Question

The equation \[2{{x}^{2}}+2\left( p+1 \right)x+p=0\], where p is real, always has roots that are
(a) Equal
(b) Equal in magnitude but opposite in sign
(c) Irrational
(d) Real

Answer 1

Hint: In this question, we first need to compare the given quadratic equation with the general form of a quadratic equation given by \[a{{x}^{2}}+bx+c=0\]. Now, substitute the values so obtained in the discriminant formula \[D={{b}^{2}}-4ac\] and find its value. Then from the discriminant value so obtained we can comment on the nature of the roots.

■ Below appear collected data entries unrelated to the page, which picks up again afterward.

Issue #7892, opened 2026-09-11
roast/S17-procasync/kill.t test 7 fails intermittently under full-suite load, and is not quarantined


tokuhirom:
Found while ruling out a CI failure on #7889 (which turned out to be unrelated to that PR's diff).

`roast/S17-procasync/kill.t` test 7 fails intermittently. It is **not** in
`flaky-tests.txt`, so there is no retry and a single unlucky roll blocks a merge
outright. Either it should be fixed or it needs an entry backed by the evidence
`docs/flaky-test-policy.md` requires — this ticket is to decide which.

## The test

Test 7 of 8 is the `doesn't-hang` case at `roast/S17-procasync/kill.t:47`,
`'.kill kills when multi-procs kill in multi-promises'`:

```raku
doesn't-hang ｢
        await ^4 .map: -> $n {
            start {
                with Proc::Async.new: $*EXECUTABLE, "-e", "sleep" -> $p {
                    start {
                        await $p.ready;
                        $n == 3 ?? $p.kill !! $p.kill: (SIGTERM, 'TERM', SIGTERM.value)[$n]
                    }
                    await $p.start
                }
            }
        }
        print 'All done!'
    ｣,   :out('All done!'), :err(''), :10wait,
```

Four `Proc::Async` subprocesses, each spawning a whole second mutsu, killed
through four different signal spellings, with a hard 10-second budget.

## Evidence gathered 2026-09-11

Both failures are the same subtest; everything else in the file passes.

| Run | Result |
| --- | --- |
| CI `jit-stress`, run 34548282326 (head 8f2820a) | **FAIL** test 7 |
| CI `test`, same commit | pass |
| CI `gc-stress`, same commit | pass |
| Local `make roast` (release), run 1 | pass |
| Local `make roast` (release), run 2 | **FAIL** test 7 |
| `flake-repro.sh -n 12 -l 4 -e MUTSU_JIT=on -e MUTSU_JIT_THRESHOLD=2` | 12/12 pass |
| `flake-repro.sh -n 20 -l 4 -e MUTSU_JIT=on -e MUTSU_JIT_THRESHOLD=2` | 20/20 pass |

So: 32/32 in isolation even with four CPU burners, but two failures out of four
full-suite runs. The discriminator is not the JIT and not CPU burners — it is
running as one of 1436 files under `prove -r -j4`, where hundreds of other
subprocesses compete. That matches the "`S17-*` concurrency tests may fail under
[...]

PR #7900, opened 2026-09-11
chore(vendor): re-vendor roast at 85a87909 (2026-09-07)

tokuhirom:
`roast/` had been pinned at `b2cbe8a4` (2026-06-12) for three months. It is now re-vendored at upstream master `85a87909` (2026-09-07) via `scripts/update-vendor.sh roast`, which also rewrote the `roast` row of `vendor.lock`. Seventeen commits, 20 touched test files (19 of them whitelisted) and one new file.

## Why now: upstream de-flaked three quarantined tests

Upstream raised the `.roll` sample size in the Set/Bag/Mix tests from 100 to 100000 and scaled the assertion bounds with it. The Binomial(100, 1/3) assertions that made `S02-types/{bag,baghash,mixhash}.t` **statistically flaky by design** now sit roughly 100 standard deviations from the mean and cannot fail by chance.

All three are removed from `flaky-tests.txt` (3/3 green locally, ~1-2s each on release), leaving `integration/advent2014-day05.t` as the only quarantined test. Their long prose in `CLAUDE.md` moves from the "known flaky" list to the "de-flaked" list, so a failure there is a real bug again.

Other de-flaking in the same batch, all of which mutsu passes unchanged: `S17-channel/basic.t` awaits the Supply's `done` before reading what the tap saw, `S17-promise/then.t` awaits the independent `.then` it had been reading without awaiting, `S29-os/system.t` runs a silent child instead of `$*EXECUTABLE -v` in its 200-iteration loops, and `S32-io/IO-Socket-Async.t` holds a real port for its EADDRINUSE probe instead of guessing one.

A second group (`my-6c.t`, `my-6e.t`, `arrays.t`, `S12-enums/basic.t`, `short-circuit.t`, `subst.t`) was rewritten so the runtime rather than a constant-folding compiler does the rejecting. mutsu passes all of those unchanged too.

## Whitelist follow-up — a net gain, not just a cost

Per `docs/vendoring.md`, every whitelisted file upstream touched was re-run. Thirteen of the nineteen still passed unchanged. Six files did not (five whitelisted, plus the brand-new `sprintf-a.t`), and each became an issue carrying its failing subtests, a repro, and the measured rakudo comparison.

**Two of the six were implemented on `main` within hours of being filed, so this PR now merges `main` and re-measures against them:**

| Issue | Landed as | File | Before | After |
|---|---|---|---|---|
| #7902 | `8fdafe81` C99 hexadecimal float literals | `S02-literals/numeric.t` | parse error, 0/89 | **PASS 89/89** |
| #7903 | `4f970ce7` `sprintf` `%a` / `%A` | `S32-str/sprintf-a.t` (new) | 0/586 | **PASS 586/586** |

Both are on the whitelist. The re-vendor's net effect is therefore **1436 → 1433 files but +586 subtests**, and mutsu is now *ahead of* Rakudo v2026.07 on both hexfloat files — it still fails them.

The four that stay off the whitelist are recorded in `TODO_roast/BLOCKERS.md` under "Files dewhitelisted by the 2026-09-11 roast re-vendor", each cross-referenced to its issue:

| File | mutsu | raku v2026.07 | Issue |
|---|---|---|---|
| `S05-capture/caps.t` | 55/56 (notok 47) | 43/56 | #7904 |
| `S05-metasyntax/charset.t` | 89/90 (notok 54) | 57/90 | #7905 |
| `S05-metasyntax/regex.t` | 66/68 (notok 59, 67) | 58/68 | #7906 |
| `S05-modifier/ignorecase.t` | 110/115 (notok 29/31/35/39/40) | 103/115 | #7907 |

**These are not mutsu regressions.** They are spec tests written against still-open rakudo bugs (rakudo#4105 capture state after backtracking, #5588 block-quantifier limits under backtracking, #2962 character-class fold/mark semantics, #4512 lookaheads over compound character classes), so the local oracle fails them too — by a wider margin than mutsu in every one. Each misses by one or two subtests, so whitelist return is close.

`S32-io/IO-Socket-Async.t` stays whitelisted: it times out at "planned 40 ran 17" in the remote agent container, which is the documented network-sandbox failure (`docs/agent-environments.md`), reached at the IPv6 section long before the rewritten EADDRINUSE probe.

## Verification (re-run on the merged tree)

- `make test` **PASS** — 3988 files, 42456 tests.
- `make roast` — `Files=1433`, and the only failures are the three container-only ones documented in `docs/agent-environments.md`: `6.c/S32-io/file-tests.t` tests 6-8/10 and `S16-filehandles/filetest.t` tests 57-64/69-72/77-80/101,103,105,107,109,111,117,121,125 (both from running as `uid 0`, confirmed with `id -u`), and `S32-io/IO-Socket-Async.t` exit 124 (network sandbox). Subtest sets match the documented ones exactly.
- This branch changes no Rust source of its own, so clippy/rustdoc output matches `main`.

## Note on the CI history of this PR

The earlier red `jit-stress` on `4db31e4` was `roast/S17-procasync/kill.t` test 7, which was failing intermittently on `main` too (runs 34556487764 `jit-stress`, 34554535164 `gc-stress`). It has since been root-caused — it is not a timeout but a lost-update race in mutable native-method dispatch, filed as **#7923** with a repro; **#7892** tracks the test. Nothing was quarantined.

https://claude.ai/code/session_01Pmx4WKX5S4aRuLvTyHSMEC


tokuhirom:
CI status on `4db31e4`: `test`, `gc-stress`, `lint-configs`, `wasm-e2e`, `changes`, `label` all **green**. `jit-stress` failed, and the failure is **not this PR's**.

The entire roast run in that job is clean except one subtest:

```
roast/S17-procasync/kill.t   (Wstat: 256 (exited 1) Tests: 8 Failed: 1)
  Failed test:  7
Files=1431, Tests=218654, 189 wallclock secs
```

(The job's other `##[error]` line, "1 mutsu process(es) died of a fatal signal", resolves in the same log to `-> known deliberate crash (argv matches the allowlist), not treated as a failure` — that step passed.)

Why this is not this PR's failure:

- **The diff contains no Rust.** It is `roast/` + `vendor.lock` + `roast-whitelist.txt` + `flaky-tests.txt` + three docs files. `lint-configs` passing on an unchanged `src/` is consistent with that.
- **`S17-procasync/kill.t` is not one of the 20 files the re-vendor touched.** It is byte-identical to what is on `main`.
- **This exact failure is already filed as #7892**, opened two hours before this PR, with the same job-spread signature: `jit-stress` fails test 7 while `test` and `gc-stress` pass on the identical commit. That issue records 32/32 passes in isolation (including under `MUTSU_JIT=on` with four CPU burners) against two failures in four full-suite runs, so the discriminator is full-suite load, not this diff.

No fix exists to port. #7892 deliberately stops short of quarantining the file: `docs/flaky-test-policy.md` requires the non-determinism to be understood and shown not to be a mutsu defect, and the open question there is exactly whether the 10-second `doesn't-hang` budget is being blown by contention or by a real `Proc::Async` reaping defect. Adding a `flaky-tests.txt` entry here to turn this PR green would be quarantining a test to get green, which the project rules forbid and which would bury that question — so I have not.

I have re-run the failed job once (the single re-run these rules allow). The new data point is recorded on #7892. If it fails again on the same subtest, that is evidence for #7892, not a reason to weaken this PR.


---

tokuhirom:
Update: the re-run failed on the identical subtest (`kill.t` test 7, everything else in the 1431-file roast run clean), and chasing it produced the decisive evidence — **`main` is red with the same failure**, so this is the "the check is red on the base branch too" case rather than anything in this diff:

| Run | head | Job | Result |
| --- | --- | --- | --- |
| [34556487764](https://github.com/tokuhirom/mutsu/actions/runs/34556487764) | `a822d9d` (main, merge of #7897) | `jit-stress` | **failure**, `kill.t` test 7, `Files=1436` |
| [34554535164](https://github.com/tokuhirom/mutsu/actions/runs/34554535164) | `51308ec` (main) | `gc-stress` | **failure** at the same roast step |

`Files=1436` on `a822d9d` is the old roast pin, so `main` fails this with the *pre-re-vendor* test files. Two consequences:

- It is not this PR's, by the base-branch criterion directly.
- It also kills the one way this PR could plausibly have contributed. Upstream raised the `.roll` sample in three files from 100 to 100000, so I measured whether that starved the test's 10-second budget: `bag.t` 0.20s → 3.66s, `baghash.t` 0.21s → 1.55s, `mixhash.t` 0.20s → 1.59s (release, `MUTSU_JIT=on MUTSU_JIT_THRESHOLD=2`) — about 6s added to a ~575s-CPU run, ~1%, and `main` fails without any of it. Hypothesis discarded.

My one permitted re-run is spent and there is no fix to port: #7892 is the tracking issue and its mechanism is still unknown, so a `flaky-tests.txt` entry would be quarantining a possibly-real `Proc::Async` reaping defect, which `docs/flaky-test-policy.md` forbids. I have posted the new evidence there instead — including that this is not JIT-specific (it failed in `gc-stress` on one main commit and `jit-stress` on another), which redirects that investigation.

This PR is green on `test`, `gc-stress`, `lint-configs`, `wasm-e2e`, `changes` and `label`. It stays watched until it is green or the blocker is resolved.


---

Complete step by step solution:
A quadratic polynomial when equated to zero is called quadratic equation
\[a{{x}^{2}}+bx+c=0\], where \[a\ne 0\]
Roots of a Quadratic Equation:
The values of the variable x which satisfy the quadratic equation are called roots of quadratic equation.
DIRECT FORMULA:
Quadratic equation \[a{{x}^{2}}+bx+c=0\left( a\ne 0 \right)\] has two roots, given by
\[\alpha =\dfrac{-b+\sqrt{{{b}^{2}}-4ac}}{2a},\beta =\dfrac{-b-\sqrt{{{b}^{2}}-4ac}}{2a}\]
Where, \[D={{b}^{2}}-4ac\] is called the discriminant of the equation
Nature of Roots:
Let the quadratic equation be \[a{{x}^{2}}+bx+c=0\], whose discriminant is D
Now, for \[a{{x}^{2}}+bx+c=0;a,b,c\in R\] and \[a\ne 0\], if
\[D<0\] then the quadratic equation has complex roots
\[D>0\] then the quadratic equation has real and distinct roots
\[D=0\] then the quadratic equation has real and equal roots
Now, from the given quadratic equation in the question we have
\[\Rightarrow 2{{x}^{2}}+2\left( p+1 \right)x+p=0\]
Now, on comparing this with the quadratic equation \[a{{x}^{2}}+bx+c=0\] we have
\[a=2,b=2\left( p+1 \right),c=p\]
Let us now find the discriminant of this quadratic equation using the formula
\[D={{b}^{2}}-4ac\]
Now, on substituting the respective values of a, b, c we get,
\[\Rightarrow D={{\left( 2\left( p+1 \right) \right)}^{2}}-4\times 2\times p\]
Now, this can be further written in the simplified form as
\[\Rightarrow D=4\left( {{p}^{2}}+1+2p \right)-8p\]
Now, this can be further written as
\[\Rightarrow D=4{{p}^{2}}+4+8p-8p\]
Now, on further simplification we get,
\[\Rightarrow D=4\left( {{p}^{2}}+1 \right)\]
Now, this can be further written as
\[\therefore D>0\]
Thus, the given quadratic equation has real and distinct roots
Hence, the correct option is (d).

Note: Instead of finding the discriminant of the given quadratic equation and then simplifying further to get the nature of roots we can also solve this by finding the roots of the given equation using the direct formula which also gives the same answer. This can be done only if we forget the conditions using the value of determinant, else it is better to learn the conditions as it saves time in exams greatly.